The following was given as the keynote address for the 2020 NLSC Virtual Sessions held on June 26, 2020.
Think back to those formative years of middle school. For some, it was a time of innocence, youth and lots of fun. For me, however, it was the darkest time of my life. My middle school years were filled with self-doubt and loathing. I felt hopeless and alone. But I can see today how that time also served to forge me into the person before you.
It started in sixth grade. I was tall, scrawny and a bit of a nerd. I probably looked as if I was a character pulled out of a stereotypical coming-of-age movie. Classes were easy for me, but that made it worse and drew attention from some kids at my school.

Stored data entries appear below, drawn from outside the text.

PR #683, opened 2022-04-11
EBS to Org ID feature flag in RBAC

mjholder:
## Link(s) to Jira
- https://issues.redhat.com/browse/RHCLOUD-18471
- https://issues.redhat.com/browse/RHCLOUD-18474
- https://issues.redhat.com/browse/RHCLOUD-18473
- https://issues.redhat.com/browse/RHCLOUD-18661

This handles the implementation of the feature flag AUTHENTICATE_WITH_ORG_ID, which is used to flip between keying off EBS account id and org id. The two main feature affected are tenancy and CARs. This does not support anemic tenants, tenants **without** an ebs account. That support will come in a later PR.

Note: The kafka notifications change, from PR [678](https://github.com/RedHatInsights/insights-rbac/pull/678), isn't fully transitioned to flip the key as well. Another PR will be created to fully integrate notifications and org id.

## Local Testing
Unit tests have been updated to support the new org_id's and the flipping between which field we use as a key. It has been tested to work with the feature flag both on and off.

## Checklist

- [ ] Input Validation
- [ ] Output Encoding
- [ ] Session Management
- [ ] Access Control
- [ ] Cryptographic Practices
- [ ] Data Protection
- [ ] Communication Security
- [ ] System Configuration
- [ ] Database Security
- [ ] File Management
- [ ] Memory Management


rbac/api/cross_access/view.py
```diff
@@ -215,17 +256,30 @@ def validate_and_format_input(self, request_data):
...
-        target_account = request_data.get("target_account")
-        if target_account == self.request.user.account:
-            self.throw_validation_error(
-                "cross-account-request", "Creating a cross access request for your own account is not allowed."
-            )
+        if settings.AUTHENTICATE_WITH_ORG_ID:
+            target_org = request_data.get("target_org")
+            if target_org == self.request.user.org_id:
+                self.throw_validation_error(
+                    "cross-account-request", "Creating a cross access request for your own account is not allowed."
```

These were kids who found pleasure in tormenting others. They harassed me, they cussed at me, and they called me embarrassing names. I tried to ignore it, but it was so hard and humiliating. Eventually, they escalated from name calling to stealing my stuff. They broke the lock on my gym locker and stole my clothes. I never found most of the clothes … except, I did find my new basketball shoes sitting in a recently used urinal.
It was so humiliating. I talked to my school counselors as we are always told to do, but the bullies got nothing more than a slap on the wrists. I felt hopeless. I couldn’t figure out why they picked on me, tormented me. Because they saw me as worthless, I began to see myself as worthless. Some days, I would go home from school and sit in my room until I cried myself to sleep.

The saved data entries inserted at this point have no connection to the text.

PR #684, opened 2022-04-11
Install `uvicorn[standard]`

coderbydesign:
Based on https://github.com/encode/uvicorn/issues/797 we may need this to behave
correctly. Locally things work fine, but in stage we're seeing 400s.


wcmitchell (approved):
:+1: Worth a shot!

PR #688, opened 2022-04-26
Upgrade to python 3.8

coderbydesign:
This works to upgrade RBAC to Python 3.8.x since 3.6 has reached EOL [1] and we've
started experiencing issues, specifically with `pipenv` and `pyenv` around breaking
changes with this unsupported version.

There's an issue (at least on macs) with `psycopg` being installed on 3.8, which
is why it's explicitly installed in the `tox.ini`. Before running `pipenv install`
in your virtual environment, explicitly running:
```
pipenv install psycopg==2.8.6
pipenv install psycopg-binary==2.8.6
pipenv install
```
seems to resolve any issues locally with installing the dependency.

If we were to upgrade `psycopg` to 2.9.x, there is an issue with Django where
UTC support [2] would need to be disalbed, though the impact to the service is
not fully understood (especially on Django 2), which is why we should leave the
version at 2.8.6 if possible for now.

[1] https://endoflife.date/python
[2] https://github.com/RedHatInsights/insights-rbac/blob/master/rbac/rbac/settings.py#L188


astrozzc (approved):
LGTM

astrozzc:
Waiting for PR build but looks solid to me

PR #711, opened 2022-06-06
Fix default value on `build_internal_user`

coderbydesign:
Since `org_id` doesn't exist on a Turnpike user's identity, we can't default
the value if we aren't able to find it off the request path.

In this case, it means we're accessing an internal endpoint that's not specific
to an org/tenant anyway, so we do not need it on the user.


wcmitchell (approved):
:+1: :crossed_fingers:

PR #723, opened 2022-06-29
Fix internal openapi.json spec route

coderbydesign:
This was working locally because of the server being run not being gunicorn. Once
deployed, this started throwing a 500. Locally it was resolving, but also silently
recording a 404 against the `_private/` path.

One day, my dad came into my room and sat down on the edge of my bed. He told me a graphic story about the way he too was abused by kids when he was in school. My dad had experienced exactly what I was feeling, and he had gotten through it. I never knew this about him.

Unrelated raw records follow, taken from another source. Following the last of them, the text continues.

PR #1172, opened 2024-08-20
[WIP] Dual Write: Generate replication event for Role endpoints

lpichler:
-


rbac/management/role/view.py
```diff
@@ -371,7 +394,7 @@ def update(self, request, *args, **kwargs):
         @apiParam (Path) {String} id Role unique identifier
 
         @apiParam (Request Body) {String} name Role name
-        @apiParam (Request Body) {Array} access Access definition
+        @apiParam (Request Body) {ArRray} access Access definition
```
lennysgarage, line 397: Might be a small nitpick not sure if the docstrings affect things here but should `ArRray` just be `Array`?

rbac/management/role/model.py
```diff
@@ -138,6 +139,8 @@ class BindingMapping(models.Model):
 
     id = models.UUIDField(default=uuid4, primary_key=True)
     v1_role = models.ForeignKey(Role, on_delete=models.CASCADE)
+    v2_role = models.ForeignKey(V2Role, on_delete=models.CASCADE)
+    permissions = ArrayField(models.CharField(max_length=200), blank=True, null=True)
```
alechenninger, line 143: This current model has a race condition which could result in permanently inconsistent permissions data between RBAC and Relations.

**NOTE**: We can address this in a follow-up PR if you like.

The issue can be seen if we look at the SQL. Imagine this is from a transaction TX1, but concurrently there is a transaction TX2 that updates the same role.

```sql
[2024-08-22 11:23:22,461] DEBUG: (0.001) SELECT "api_tenant"."id", "api_tenant"."ready", "api_tenant"."tenant_name", "api_tenant"."account_id", "api_tenant"."org_id" FROM "api_tenant" WHERE "api_tenant"."tenant_name" = 'public' LIMIT 21; args=('public',); alias=default
[2024-08-22 11:23:22,464] DEBUG: (0.001) SELECT "management_role"."id", "management_role"."tenant_id", "management_role"."uuid", "management_role"."name", "management_role"."display_name", "management_role"."description", "management_role"."system", "management_role"."platform_default", "management_role"."version", "management_role"."created", "management_role"."modified", "management_role"."admin_default", COUNT(DISTINCT "management_policy_roles"."policy_id") AS "policyCount", COUNT(DISTINCT "management_access"."id") AS "accessCount" FROM "management_role" LEFT OUTER JOIN "management_policy_roles" ON ("management_role"."id" = "management_policy_roles"."role_id") LEFT OUTER JOIN "management_access" ON ("management_role"."id" = "management_access"."role_id") WHERE ("management_role"."tenant_id" IN (2, 1) AND "management_role"."uuid" = '42c4106a-e1be-4b14-8ab0-7a74bb6df67b'::uuid) GROUP BY "management_role"."id" LIMIT 21; args=(2, 1, UUID('42c4106a-e1be-4b14-8ab0-7a74bb6df67b')); alias=default
[2024-08-22 11:23:22,465] DEBUG: (0.000) SELECT "management_access"."id", "management_access"."tenant_id", "management_access"."permission_id", "management_access"."role_id" FROM "management_access" WHERE "management_access"."role_id" IN (99); args=(99,); alias=default
[2024-08-22 11:23:22,467] DEBUG: (0.002) SELECT "management_v2role"."id", "management_v2role"."is_system" FROM "management_v2role" WHERE "management_v2role"."id" IN (SELECT U0."v2_role_id" FROM "management_bindingmapping" U0 WHERE U0."v1_role_id" = 99); args=(99,); alias=default
[2024-08-22 11:23:22,469] DEBUG: (0.002) DELETE FROM "management_rolemapping" WHERE "management_rolemapping"."v2_role_id" IN ('2c983c5d-3763-4054-9396-b42666af7847'::uuid, '1e67063a-e3ff-465a-b042-907f6d830594'::uuid); args=(UUID('2c983c5d-3763-4054-9396-b42666af7847'), UUID('1e67063a-e3ff-465a-b042-907f6d830594')); alias=default
[2024-08-22 11:23:22,470] DEBUG: (0.001) DELETE FROM "management_bindingmapping" WHERE "management_bindingmapping"."v2_role_id" IN ('2c983c5d-3763-4054-9396-b42666af7847'::uuid, '1e67063a-e3ff-465a-b042-907f6d830594'::uuid); args=(UUID('2c983c5d-3763-4054-9396-b42666af7847'), UUID('1e67063a-e3ff-465a-b042-907f6d830594')); alias=default
[2024-08-22 11:23:22,471] DEBUG: (0.000) DELETE FROM "management_v2role" WHERE "management_v2role"."id" IN ('2c983c5d-3763-4054-9396-b42666af7847'::uuid, '1e67063a-e3ff-465a-b042-907f6d830594'::uuid); args=(UUID('2c983c5d-3763-4054-9396-b42666af7847'), UUID('1e67063a-e3ff-465a-b042-907f6d830594')); alias=default

TX2 commit -> adds new rows to the mapping

[2024-08-22 11:23:22,472] DEBUG: (0.000) SELECT "management_resourcedefinition"."id", "management_resourcedefinition"."tenant_id", "management_resourcedefinition"."attributeFilter", "management_resourcedefinition"."access_id" FROM "management_resourcedefinition" WHERE "management_resourcedefinition"."access_id" = 527; args=(527,); alias=default
[2024-08-22 11:23:22,472] DEBUG: (0.000) SELECT "management_permission"."id", "management_permission"."tenant_id", "management_permission"."application", "management_permission"."resource_type", "management_permission"."verb", "management_permission"."permission", "management_permission"."description" FROM "management_permission" WHERE "management_permission"."id" = 187 LIMIT 21; args=(187,); alias=default
[2024-08-22 11:23:22,473] DEBUG: (0.000) SELECT "management_resourcedefinition"."id", "management_resourcedefinition"."tenant_id", "management_resourcedefinition"."attributeFilter", "management_resourcedefinition"."access_id" FROM "management_resourcedefinition" WHERE "management_resourcedefinition"."access_id" = 528; args=(528,); alias=default
[2024-08-22 11:23:22,474] DEBUG: (0.000) SELECT "management_permission"."id", "management_permission"."tenant_id", "management_permission"."application", "management_permission"."resource_type", "management_permission"."verb", "management_permission"."permission", "management_permission"."description" FROM "management_permission" WHERE "management_permission"."id" = 186 LIMIT 21; args=(186,); alias=default
[2024-08-22 11:23:22,476] DEBUG: (0.001) SELECT "management_policy"."id", "management_policy"."tenant_id", "management_policy"."uuid", "management_policy"."name", "management_policy"."description", "management_policy"."group_id", "management_policy"."system", "management_policy"."created", "management_policy"."modified" FROM "management_policy" INNER JOIN "management_policy_roles" ON ("management_policy"."id" = "management_policy_roles"."policy_id") WHERE "management_policy_roles"."role_id" = 99 ORDER BY "management_policy"."name" ASC, "management_policy"."modified" ASC; args=(99,); alias=default
[2024-08-22 11:23:22,478] DEBUG: (0.002) SELECT "management_v2role"."id", "management_v2role"."is_system" FROM "management_v2role" WHERE ("management_v2role"."id" = '799ab52e-6249-473f-a256-c7377391ce13'::uuid AND NOT "management_v2role"."is_system") LIMIT 21; args=(UUID('799ab52e-6249-473f-a256-c7377391ce13'),); alias=default
[2024-08-22 11:23:22,479] DEBUG: (0.000) SAVEPOINT "s12935360512_x2"; args=None; alias=default
[2024-08-22 11:23:22,480] DEBUG: (0.001) INSERT INTO "management_v2role" ("id", "is_system") VALUES ('799ab52e-6249-473f-a256-c7377391ce13'::uuid, false); args=(UUID('799ab52e-6249-473f-a256-c7377391ce13'), False); alias=default
[2024-08-22 11:23:22,480] DEBUG: (0.000) RELEASE SAVEPOINT "s12935360512_x2"; args=None; alias=default
[2024-08-22 11:23:22,482] DEBUG: (0.001) SELECT "management_rolemapping"."v1_role_id" FROM "management_rolemapping" WHERE ("management_rolemapping"."v1_role_id" IN (99) AND "management_rolemapping"."v2_role_id" = '799ab52e-6249-473f-a256-c7377391ce13'::uuid); args=(99, UUID('799ab52e-6249-473f-a256-c7377391ce13')); alias=default
[2024-08-22 11:23:22,483] DEBUG: (0.001) INSERT INTO "management_rolemapping" ("v1_role_id", "v2_role_id") VALUES (99, '799ab52e-6249-473f-a256-c7377391ce13'::uuid) RETURNING "management_rolemapping"."id"; args=(99, UUID('799ab52e-6249-473f-a256-c7377391ce13')); alias=default
[2024-08-22 11:23:22,484] DEBUG: (0.001) INSERT INTO "management_bindingmapping" ("id", "v1_role_id", "v2_role_id", "permissions") VALUES ('14afe2a7-ebbb-4a08-b1d9-76748e511822'::uuid, 99, '799ab52e-6249-473f-a256-c7377391ce13'::uuid, ARRAY['inventory_hosts_read']::varchar(200)[]); args=(UUID('14afe2a7-ebbb-4a08-b1d9-76748e511822'), 99, UUID('799ab52e-6249-473f-a256-c7377391ce13'), ['inventory_hosts_read']); alias=default
[2024-08-22 11:23:22,496] DEBUG: (0.011) SELECT "management_v2role"."id", "management_v2role"."is_system" FROM "management_v2role" WHERE ("management_v2role"."id" = '873cc590-4d96-4e2d-9844-77b007111167'::uuid AND NOT "management_v2role"."is_system") LIMIT 21; args=(UUID('873cc590-4d96-4e2d-9844-77b007111167'),); alias=default
[2024-08-22 11:23:22,496] DEBUG: (0.000) SAVEPOINT "s12935360512_x3"; args=None; alias=default
[2024-08-22 11:23:22,497] DEBUG: (0.000) INSERT INTO "management_v2role" ("id", "is_system") VALUES ('873cc590-4d96-4e2d-9844-77b007111167'::uuid, false); args=(UUID('873cc590-4d96-4e2d-9844-77b007111167'), False); alias=default
[2024-08-22 11:23:22,497] DEBUG: (0.000) RELEASE SAVEPOINT "s12935360512_x3"; args=None; alias=default
[2024-08-22 11:23:22,498] DEBUG: (0.001) SELECT "management_rolemapping"."v1_role_id" FROM "management_rolemapping" WHERE ("management_rolemapping"."v1_role_id" IN (99) AND "management_rolemapping"."v2_role_id" = '873cc590-4d96-4e2d-9844-77b007111167'::uuid); args=(99, UUID('873cc590-4d96-4e2d-9844-77b007111167')); alias=default
[2024-08-22 11:23:22,499] DEBUG: (0.001) INSERT INTO "management_rolemapping" ("v1_role_id", "v2_role_id") VALUES (99, '873cc590-4d96-4e2d-9844-77b007111167'::uuid) RETURNING "management_rolemapping"."id"; args=(99, UUID('873cc590-4d96-4e2d-9844-77b007111167')); alias=default
[2024-08-22 11:23:22,500] DEBUG: (0.000) INSERT INTO "management_bindingmapping" ("id", "v1_role_id", "v2_role_id", "permissions") VALUES ('89db096d-a7a6-4f2e-b06b-1ab94dfd3da8'::uuid, 99, '873cc590-4d96-4e2d-9844-77b007111167'::uuid, ARRAY['inventory_hosts_write']::varchar(200)[]); args=(UUID('89db096d-a7a6-4f2e-b06b-1ab94dfd3da8'), 99, UUID('873cc590-4d96-4e2d-9844-77b007111167'), ['inventory_hosts_write']); alias=default
[2024-08-22 11:23:22,504] DEBUG: (0.004) COMMIT; args=None; alias=default

TX1 commits -> 
```

In this case, TX1 will commit and (when we have outbox events) publish an outbox event which removes and adds tuples, however it will miss the tuples that were added in TX2 which committed before TX1. This means the state in Relations API will reflect permissions that were actually removed according to the latest state in RBAC. This is a very bad correctness violation with security implications.

Ultimately this stems from a "[phantom read](https://www.postgresql.org/docs/current/transaction-iso.html#TRANSACTION-ISO)" phenomenon: the query in `[2024-08-22 11:23:22,467] DEBUG: (0.002) SELECT "management_v2role"."id", ...` reads one result set at one point in the transaction, but later on this would return a different set after the concurrent TX2 committed.

There are three ways I can think to fix this:

1. Change the isolation level for "Serializable" for role updating transactions. While Postgres's version of Repeatable Read does prevent phantom reads, I do not think it prevents them in a way that would help us here. What we need is a "predicate lock" (described in [the Serializable level](https://www.postgresql.org/docs/current/transaction-iso.html#XACT-SERIALIZABLE)) which does not allow a new mapping row for the same v1role to be inserted after we have selected the mapping rows for deletion.
2. Use a `JSONField` (https://docs.djangoproject.com/en/5.1/ref/models/fields/#jsonfield) for storing mappings with a single unique key on the v1role ID (a 1-1 relationship instead of 1-m) and lock this row with `select ... for update` (https://docs.djangoproject.com/en/5.1/ref/models/querysets/#select-for-update).
3. Use a `JSONField` (https://docs.djangoproject.com/en/5.1/ref/models/fields/#jsonfield) for storing mappings with a single unique key on the v1role ID and use the "Repeatable read" transaction isolation level. The use of a JSONField with a 1-1 relationship means that we turn the "phantom read" into a "lost update" problem and "lost update" is cheaper to prevent (prevented by Repeatable Read in postgres–not true for all databases.)

For all options, the main risks are performance and ensuring we have prevented any concurrency issues correctly. It's not clear to me which would be a better choice. We may want to just try one and see how it goes.

For Option 1, PG is very good at this due to its use of "snapshot isolation." It achieves serializability without blocking locks. And we know there would never be any correctness issue no matter what shape or code we wrote, and users could know when there was a concurrent modification. It still has an overhead cost though. Also, I couldn't find out how to enable this for _only_ the role updating transactions where it would be necessary. If we can figure that out, it might reduce the cost a bit more. One thing that could help would be to declare any "read only" transactions (e.g. the access endpoint) so PG can optimize them, however I'm not quite sure how to do that with Django. (I found this [forum thread](https://groups.google.com/g/django-developers/c/A2X6YMoZFdw/m/f9M6iTZOAgAJ) which might have a suggestion that works.)

For Option 2, it would involve a blocking lock. This probably has a similar performance cost due to locking the row but can at least be very targeted. However, because it blocks it's not always guaranteed to be better. It is also harder to use and guarantee there won't be issues (i.e. did we lock the right rows?)

For option 3, this would definitely perform better than option 1 since it aborts less. Like option 1 it does not involve blocking locks, and still detects the race condition. The question to me is if option 2 would be better anyway, since we know if TX2 in the example above commits, then TX1 will eventually abort in repeatable read. With option 2, TX2 would just wait until TX1 committed. One benefit of this option though is that, like option 1, at least a user can be alerted to the fact that there was a concurrent modification, whereas option 2 would hide this.

After thinking through all of this, I feel like the best option to start might be option 2 or 3 since they both use the same data schema. If one doesn't work out, we can try the other easily. Option 3 is perhaps the simplest because we just change one config flag and don't have to worry about getting the application code perfectly right. We could also try out the change (database isolation) in production ASAP without having to get the dual write code in. If it causes a performance issue or too many rollbacks, we could revert and try option 2.

I am open to starting with option 2 as well.

WDYT? cc @coderbydesign

rbac/management/role/relation_api_dual_write_handler.py
```diff
@@ -0,0 +1,156 @@
...
+            relations_to_remove.append(relationship_to_json(relation))
+
+        replication_event = {"relations_to_add": relations_to_add, "relations_to_remove": relations_to_remove}
+        return replication_event
+
+    def generate_replication_event_to_outbox(self, role):
+        """Generate replication event to outbox table."""
+        if not self.replication_enabled():
+            return
+        self.set_role(role)
```
alechenninger, line 131: Why does this method accept a `role` if the `role` is already passed when it is initialized? You could drop that and the `set_role` method I think, which makes this class less error prone. For example you could technically pass a `role` with a different tenant, and then `self.tenant_id` etc would be out of sync with `self.role`.

rbac/management/role/model.py
alechenninger: Also note that since most operations are performed in their own isolated transaction (autocommit / not inside `atomic()`) then I think the perf overhead of repeatable read (or serializable for that matter) should be negligible (however you will also not see any of the benefits of the increased isolation level in those cases–it will only matter to `atomic()` blocks).

rbac/management/role/relation_api_dual_write_handler.py
lpichler: I need new state of `role` but I can remove `set_role` method

rbac/management/role/model.py
lpichler: Option 2 was added.

rbac/management/role/view.py
```diff
@@ -418,15 +440,45 @@ def update(self, request, *args, **kwargs):
...
 
+    def update_with_relation_api_replication(self, request, *args, **kwargs):
+        """Update a role with replicating data into Relation API."""
+        try:
+            role = self.get_object()
+            dual_write_handler = RelationApiDualWriteHandler(role, "UPDATE")
+            dual_write_handler.generate_relations_from_current_state_of_role()
+            with transaction.atomic():
+                response = super().update(request=request, args=args, kwargs=kwargs)
+                dual_write_handler.generate_replication_event_to_outbox(self.get_object())
```
alechenninger, line 460: So there is another race here that could get us dead in the water. Basically, all of the `RelationApiDualWriteHandler` operations need to be done within a single transaction that is either row level locked for the Role, or uses repeatable read isolation.

Annotated code with what the problem is:

```python
            # This is outside a tx, so uses current snapshot and does not block other transactions
            role = self.get_object()
            dual_write_handler = RelationApiDualWriteHandler(role, "UPDATE")
            # At this point, Role state may be changed in DB,
            # and another outbox event could have been written with different role state
            # now unknown to this method
            dual_write_handler.generate_relations_from_current_state_of_role()
            with transaction.atomic():
                # Now we lock the Role, but too late–the Role has already changed
                response = super().update(request=request, args=args, kwargs=kwargs)
                # Now we generate mappings based on update, but we do not remove the right relations
                # because those relations were generating concurrently.
                dual_write_handler.generate_replication_event_to_outbox(self.get_object())
```

Fixing this is the same thing as we talked about before – we need to bring the whole thing into the same transaction and either (a) blocking lock the row or (b) use repeatable read.

We discussed a bit about (a) in slack if we want to go down that route but I'm okay either way

alechenninger: So this needs to be applied everywhere the dual write handler is used I think.

lpichler:
LGTM 👍

astrozzc (approved):

rbac/migration_tool/utils.py
```diff
@@ -91,6 +90,15 @@ def stringify_spicedb_relationship(rel: common_pb2.Relationship):
     )
 
 
+def relationship_to_json(rel):
```
merlante, line 93: Could we add
```
from google.protobuf.json_format import MessageToJson

json_rel = MessageToJson(rel)
```
(e.g. https://stackoverflow.com/questions/19734617/protobuf-to-json-in-python)
Instead?

This would standardise going to and from json.

alechenninger (approved):
IMO this is ready to ship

He reminded me that there are always things that you can’t control, mainly other people’s actions. No matter how hard you try, you may never change another person’s thinking. He challenged me to think about what I could control, specifically the environments I put myself into and my reactions to the bullies.
Now before I go further, I know we all struggle with things in life. For me, it was bullying. But maybe those bullies were also being abused by someone. Most everyone has a story of a time that something terrible was happening to them and they didn’t know how to handle it. This is simply my story.
But here’s how I know my dad’s a genius. His advice worked for me, and it can work for anyone, no matter what the situation. In his fatherly rambling, he hit a few key points that we can all use when we want to take control of a situation.
First, stop blaming other people or things. When I find myself falling into a cycle of blame, it’s sometimes because I don’t want to think about my own actions and look for a solution. I learned that blaming people is an excuse to not analyze the issue at hand. If you want a situation to change, you have to take a step back and understand what is in your control.
Second, Dad told me I needed to stop looking to others for my own self-worth. As a middle schooler, my entire self-worth was defined by what others thought about me. Instead of looking outside of yourself to determine your self-worth, look inward and take action to show people who you are. If you want to be seen as caring and giving, help students who are struggling in class or help with your community food drive. If you want to be seen as dependable, consistently keep your word on deadlines, projects, and promises. If you want to excel academically, put in the effort and be proud of those grades. Doing good and daily demonstrating who you are is a better window into your soul than seeking the opinions of others.
My dad also told me how important it is to surround yourself with people who care. Struggle is a necessary part of life. It’s the world’s way of forcing us to grow up. It can be hard. It may even seem impossible, but the people around you make a world of difference. I don’t know where I’d be if my father didn’t have that tough conversation with me, or if I had not found a group of like-minded friends to connect with. Humans are made to struggle, but we aren’t meant to struggle alone.
My dad served as a guide for me during that dark time in my life. Not everyone has a guide to keep them moving forward. I challenge you to find that guide for yourself or to be that guiding light for someone else.
We all have within us the power to change our circumstances. To do so, we must first stop blaming others. Next, focus on what we can control. Then, never let others determine our self-worth. Define it for ourselves. And finally, let’s all remember to surround ourselves with people who will support us through it all. When we follow these steps together, we can all get out of the dark.